REQUIREMENT: Instruction for the data below: set down exactly the lines from the line with "### (d) bio_promote" to the line with "## Sect-derivation lens", inclusive, and no others.

++++ INPUT FOR THIS TASK ++++

Issue #90, opened 2026-06-12
L7: light up muhaddithat end-to-end (both sects) — depends on T0-B


parametrization:
**Tier:** T1 (light up existing adapter) · **Suggested owner:** Kavitha Sundaramurthy
Part of epic #81.

## Goal
Light up **muhaddithat** (both sects, female narrators — muhaddithat/isnad-datasets) end-to-end. Adapter exists (`src/acquire/muhaddithat.py`, `src/parse/muhaddithat.py`) but **currently does not tag sect/source_corpus**.

## Dependency
**Blocked on T0-B** (muhaddithat tagging fix + conformance gate) — that fix lands first, then this loads.

## Acceptance (per owner — live local Neo4j load at PR-time)
- [ ] Adapter runs `acquire → parse → resolve → load` end-to-end into a **local `neo4j:5` container** (local Docker confirmed working — Server 29.5.3, image present).
- [ ] Test asserts **real nodes/edges** land with correct `sect` + `source_corpus` (not just parse/conformance).
- [ ] Add the missing **acquire-side test** (only `base` + `sunnah_scraper` have one today).
- [ ] Reachability + licensing note in the PR.
- [ ] Staging-cluster load (cluster-internal, ssh `docker exec cypher-shell`) tracked as a **separate post-merge verify**, not a PR gate.

## Dependencies
T0-A (source_id scheme) should merge first.

parametrization:
Merged via PR #135 (muhaddithat end-to-end: cross-tradition sect=neutral + Arabic-name STUDIED_UNDER edge fix; live neo4j proof).

PR #135, opened 2026-06-12
feat(muhaddithat): end-to-end light-up, both-sects sect tagging (#90)

parametrization:
Closes #90 — light up the **muhaddithat** corpus end-to-end (both sects), proven against a live `neo4j:5` container.

## What was already fixed (verified on the wave branch, NOT redone)
- **#130** — `_load_studied_under` globs `network_edges_*.parquet` + name-resolves endpoints. Mechanism present.
- **#117** — `bio_promote` wired into `run_all` (muhaddithat bios flow to canonical). Verified.
- **#103** — `narrators_canonical` carries `source_corpus`/`source_corpora`/`sect_affiliation`.

## The two muhaddithat-specific gaps that remained (reproduced, then fixed)
Reproduced empirically with realistic upstream-shaped data (separate `displayname` + `arabicname` columns — the parser fixtures conflated them, which is why these slipped through):

1. **Sect tagging wrong for a both-sects source.** muhaddithat was mapped `corpus -> SUNNI`, so every muhaddithat narrator derived `sect_affiliation = sunni`. The upstream `variousnarrators.csv` carries **no per-narrator sect column** (`id, displayname, fullname, searchname, arabicname, gender, generation, info, hadiths, notes`) and the corpus spans female narrators recognized across **both** traditions.
   - **Fix:** `src/resolve/sect_affiliation.py` — new `CROSS_TRADITION_CORPORA`; `derive_sect_affiliation` contributes **both** Sunni and Shia for such a corpus -> a muhaddithat-only narrator is **`neutral`** (both), never a one-sided guess, never `unknown`. Aligns the narrator-level derivation with the adapter registry, which already declares `muhaddithat sect=None` (multi-sect).

2. **STUDIED_UNDER edges resolved to 0.** `bio_promote` mints the canonical id from the normalized **Arabic** name; `_load_studied_under` resolves endpoints the same way — but the edge map carried the Latin `displayname`, so every endpoint minted a **different** id -> all missing -> 0 edges. #130's glob fix can't help because the names don't reconcile.
   - **Fix:** `src/parse/muhaddithat.py` — feed the **Arabic** name into the edge id-map (fall back to display name only when no Arabic name exists).

## The muhaddithat sect decision
Source has no per-narrator sect -> cannot preserve per-narrator. Per the both-sects AC and the brief's fallback, muhaddithat is modeled as **cross-tradition -> `neutral`**, consistent with the registry's existing `sect=None` multi-sect declaration.

## E2E proof (live neo4j:5)
`tests/integration/test_muhaddithat_lightup.py` drives the real `parse -> run_all -> load` path (no hand-injected ids):
- Narrator nodes materialize with `source_corpus=muhaddithat` and `sect_affiliation=neutral`.
- `STUDIED_UNDER` edges fire with **0 missing endpoints**.
- Idempotent reload (nodes + edges).

Live run: **3 passed in 15.5s**. Unit suites for changed areas: **404 passed, 3 skipped**. ruff 0.15.11 (lint+format) clean; mypy clean.

## Reviewers
@Kavitha Sundaramurthy (primary), @Jean-Claude Habimana (secondary)

## Reachability + licensing
- **Reachability:** muhaddithat = a public GitHub clone (`muhaddithat/isnad-datasets`), reachable from the sandbox; the e2e load runs against a local `neo4j:5` container.
- **Licensing:** source data from the muslimscholars.info / muhaddithat project; facts are re-expressed in our own schema with `source_corpus=muhaddithat` provenance on every node, so the corpus is auditable and cleanly removable.

## Test Plan (post-merge)
- [ ] Staging-cluster load (cluster-internal, ssh `docker exec cypher-shell`) — separate verify, not a PR gate per #90 AC.

### DIFF
--- a/src/parse/muhaddithat.py
+++ b/src/parse/muhaddithat.py
@@ -107,8 +107,16 @@ def _parse_narrator_bios(narrators_path: Path) -> tuple[pa.Table, dict[str, str]
         gender = safe_str(gender_values[i])
         bio_text = safe_str(bio_values[i])
 
-        if display_name:
-            id_to_name[ext_id] = display_name
+        # Edges must reference the SAME name the canonical identity is minted
+        # from. ``bio_promote`` keys a narrator on ``make_canonical_id`` over the
+        # *normalized Arabic* name, and the ``STUDIED_UNDER`` loader resolves an
+        # edge endpoint the same way (``normalize_arabic`` → ``make_canonical_id``).
+        # So feed the Arabic name into the edge map; the Latin display name would
+        # mint a different id and every endpoint would miss (da#90). Fall back to
+        # the display name only when no Arabic name is available.
+        edge_name = name_ar or display_name
+        if edge_name:
+            id_to_name[ext_id] = edge_name
 
         rows.append(
             {
--- a/src/resolve/sect_affiliation.py
+++ b/src/resolve/sect_affiliation.py
@@ -21,6 +21,14 @@ corpora are intentionally left unmapped: ``fawaz`` (sect is per-collection, not
 per-corpus) and ``itqan`` (a mixed rijal database) — both contribute ``unknown``
 rather than a guess.
 
+``muhaddithat`` is a **cross-tradition** corpus (``CROSS_TRADITION_CORPORA``):
+the upstream isnad-datasets carry no per-narrator sect/madhhab column — only
+id/name/gender/generation — and the corpus deliberately spans female narrators
+recognized across **both** Sunni and Shia chains (da#90, epic #81). So rather
+than a single-tradition guess, a narrator observed in such a corpus contributes
+*both* traditions: a ``muhaddithat``-only narrator therefore derives ``neutral``
+(both), not ``sunni`` and not ``unknown``.
+
 ``normalize_corpus`` reconciles the **bio provenance inconsistency** #103 flags:
 ``narrators_bio_*`` rows carry a free-text ``source`` that is not always a
 ``SourceCorpus`` value (e.g. the sanadset narrator bios use
@@ -40,6 +48,7 @@ __all__ = [
     "derive_sect_affiliation",
     "normalize_corpus",
     "primary_corpus",
+    "CROSS_TRADITION_CORPORA",
     "SECT_BY_CORPUS",
 ]
 
@@ -51,15 +60,21 @@ _CORPUS_ALIASES: dict[str, str] = {
 }
 
 # Corpus → collection-level tradition. Unmapped corpora (``fawaz`` per-collection,
-# ``itqan`` mixed rijal DB) contribute nothing → ``unknown`` when nothing maps.
+# ``itqan`` mixed rijal DB) contribute nothing → ``unknown`` when nothing maps;
+# ``muhaddithat`` is handled separately as a cross-tradition corpus (see below).
 SECT_BY_CORPUS: dict[str, Sect] = {
     SourceCorpus.SUNNAH.value: Sect.SUNNI,
     SourceCorpus.OPEN_HADITH.value: Sect.SUNNI,
     SourceCorpus.LK.value: Sect.SUNNI,
     SourceCorpus.SANADSET.value: Sect.SUNNI,
-    SourceCorpus.MUHADDITHAT.value: Sect.SUNNI,
     SourceCorpus.THAQALAYN.value: Sect.SHIA,
 }
+
+# Cross-tradition corpora: no per-narrator sect signal in the source and the
+# corpus spans both traditions, so an observation contributes *both* Sunni and
+# Shia. A narrator seen only here aggregates to ``neutral`` (both) — never a
+# one-sided ``sunni``/``shia`` guess, never ``unknown`` (da#90, epic #81).
+CROSS_TRADITION_CORPORA: frozenset[str] = frozenset({SourceCorpus.MUHADDITHAT.value})
 
 
 def normalize_corpus(source: str | None) -> str | None:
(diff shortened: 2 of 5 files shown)


parametrization:
Requestee: Ivana Horvat
RequestOrReplied: Approved

## Primary review — da#90 PR #135 (muhaddithat end-to-end light-up)

Verified by diff + files API at the branch head plus CI; did not run the local suite.

### (a) Cross-tradition sect fix — correct
`src/resolve/sect_affiliation.py` drops the wrong `MUHADDITHAT -> SUNNI` mapping from `SECT_BY_CORPUS` and routes muhaddithat through a new `CROSS_TRADITION_CORPORA` frozenset. In `derive_sect_affiliation`, a cross-tradition corpus contributes BOTH `Sect.SUNNI` and `Sect.SHIA`, so a muhaddithat-only narrator aggregates to a two-element set and resolves to `neutral` (both) — never a one-sided guess, never `unknown` (the `if not sects` unknown branch is unreachable for this corpus). The added parametrize cases confirm `["muhaddithat"] -> neutral`, and that mixing with `sunnah`/`thaqalayn` stays `neutral`. This aligns the narrator-level derivation with the adapter registry already declaring muhaddithat sect=None, which matches the both-sects acceptance criterion.

### (b) Arabic-name edge-id fix — genuinely reconciles
I traced both endpoints to the SAME identity function. bio_promote mints `cid = make_canonical_id(norm)` where `norm = name_ar_normalized or normalize_arabic(name_ar)`. The loader `_studied_under_endpoint(name, ...)` returns `make_canonical_id(normalize_arabic(name))`. The parser change sets `edge_name = name_ar or display_name` into `id_to_name`, and `_parse_network_edges` writes that into `from_narrator_name`/`to_narrator_name`. So both sides now compute `make_canonical_id(normalize_arabic(<Arabic name>))` and match exactly. Before the fix the edge map carried the Latin display name, minting a different id for every endpoint — hence 0 edges. The display-name fallback only triggers when no Arabic name exists, in which case bio_promote also skips that bio (no canonical node), so the fallback never produces a mismatched-but-present node.

### (c) Live neo4j:5 e2e is genuine
`tests/integration/test_muhaddithat_lightup.py` seeds raw CSVs and drives the real `muhaddithat.run -> run_all -> load_all_nodes + _load_studied_under` path with no hand-injected ids. It asserts nodes land with `source_corpus=muhaddithat` and `sect_affiliation=neutral`, that STUDIED_UNDER `created > 0` AND `missing_endpoints == 0` (was 0 created before), graph edge count equals `result.created`, and that reload is idempotent on both nodes and edges. The fixture mirrors real upstream shape (separate `displayname` + `arabicname`), which is exactly what exposes the id-reconciliation regression rather than papering over it. The loader is source-agnostic via `network_edges_*` glob, matching the parser output filename. CI Integration Tests job is green (52s runtime indicates the container actually spun up, not a skip).

### (d) bio_promote test correctly revised, not deleted
`tests/test_resolve/test_bio_promote.py::test_bio_promote_tags_sect_and_corpus` keeps all its assertions and flips the single sect expectation from `sunni` to `neutral` with an explanatory comment. The test still proves corpus/source tagging; only the now-correct sect value changed. No test was removed to pass.

### CI
All 5 checks green — Integration Tests, Lint, sync-drift gate, Test, Type Check.

Approved. Staging-cluster load remains a post-merge Test Plan item per the #90 acceptance criteria, not a PR gate.

TechDebt: none

parametrization:
Requestee: Ivana Horvat
RequestOrReplied: Approved

Reviewed as owner of `src/resolve/sect_affiliation.py` (#103), with focus on the cross-tradition sect change and the Arabic-name edge reconciliation. Verified via diff, files API at PR head, and CI. CI is fully green (Integration, Lint, sync-drift gate, Test, Type Check).

## Sect-derivation lens

The `CROSS_TRADITION_CORPORA` split is correct and leaves my existing cases intact. `derive_sect_affiliation` still aggregates the same way at the tail (empty to `unknown`, `{SUNNI}` to `sunni`, `{SHIA}` to `shia`, otherwise `neutral`), so the four contract cases are preserved — only-Sunni corpora stay `sunni`, only-Shia (`thaqalayn`) stays `shia`, a Sunni+Shia mix stays `neutral`, and the empty case stays `unknown`. Muhaddithat is removed from `SECT_BY_CORPUS` and now contributes both traditions through the new `elif`/`if` branch, so a muhaddithat-only narrator aggregates to `neutral` rather than the pre-#90 one-sided guess. The two maps are disjoint, the `elif` prevents any double-handling, and `CROSS_TRADITION_CORPORA` is exported in `__all__`. `normalize_corpus` resolves the corpus to `SourceCorpus.MUHADDITHAT.value`, which lands in the cross-tradition set — coherent.

Multi-source interaction is the one place I looked hardest. A narrator observed in muhaddithat AND a single-sect source resolves to `{SUNNI, SHIA}` union that one sect, which is still `{SUNNI, SHIA}` and therefore `neutral`. That is a deliberate behavioral change (muhaddithat + a Sunni corpus was `sunni` before, now `neutral`), and I am satisfied it is the right call — it is consistent with the existing `sunnah + thaqalayn -> neutral` semantic, and muhaddithat genuinely attests cross-tradition recognition, so a narrator touching it is correctly cross-tradition. Worth keeping in mind that muhaddithat is now "dominant" in the sense that it always pulls a narrator to `neutral` and can never be overridden by a single-sect source — intentional and well-documented (da#90, epic #81), not a defect.

This is consistent with the source carrying no per-narrator sect column; removing it from the de-facto sect registry and routing it through the cross-tradition set is the right modeling of that.

## Arabic-name edge fix

Sound, and the id reconciliation holds end to end. The edge map now stores the raw Arabic name (`edge_name = name_ar or display_name`). The STUDIED_UNDER loader resolves each endpoint via `make_canonical_id(normalize_arabic(name))`, and bio_promote mints the node id via `make_canonical_id(name_ar_normalized)` where `name_ar_normalized = normalize_arabic(arabic_name)`. Both sides therefore collapse to `make_canonical_id(normalize_arabic(arabic_name))` — identical keys, so endpoints reconcile. Pre-fix the Latin display name was run through `normalize_arabic` and minted a divergent id, which is exactly why every endpoint missed and zero edges landed. The `name_ar or display_name` fallback is a reasonable best-effort for the no-Arabic-name edge case; muhaddithat upstream always carries Arabic names, so it does not bite here.

## Test updates

Correct revisions. The `test_sect_affiliation` table adds `(["muhaddithat"], "neutral")` and `(["muhaddithat", "sunnah"], "neutral")`, both matching the logic; the pre-existing `(["muhaddithat", "thaqalayn"], "neutral")` row is unchanged and still right. `test_bio_promote` flips the muhaddithat-only assertion from `sunni` to `neutral`, matching the new derivation. The new live integration test drives the real parse to resolve to load path with no hand-injected canonical id, asserts the `neutral` sect plus the `muhaddithat` provenance tag, asserts edges fire with zero missing endpoints, and checks reload idempotency — so an id-reconciliation regression re-breaks it rather than being papered over. It degrades to a clean skip off-Docker.

No blockers. The cross-tradition change is safe for multi-source narrators.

++++

RESULT OF THE EXERCISE:
### (d) bio_promote test correctly revised, not deleted
`tests/test_resolve/test_bio_promote.py::test_bio_promote_tags_sect_and_corpus` keeps all its assertions and flips the single sect expectation from `sunni` to `neutral` with an explanatory comment. The test still proves corpus/source tagging; only the now-correct sect value changed. No test was removed to pass.

### CI
All 5 checks green — Integration Tests, Lint, sync-drift gate, Test, Type Check.

Approved. Staging-cluster load remains a post-merge Test Plan item per the #90 acceptance criteria, not a PR gate.

TechDebt: none

parametrization:
Requestee: Ivana Horvat
RequestOrReplied: Approved

Reviewed as owner of `src/resolve/sect_affiliation.py` (#103), with focus on the cross-tradition sect change and the Arabic-name edge reconciliation. Verified via diff, files API at PR head, and CI. CI is fully green (Integration, Lint, sync-drift gate, Test, Type Check).

## Sect-derivation lens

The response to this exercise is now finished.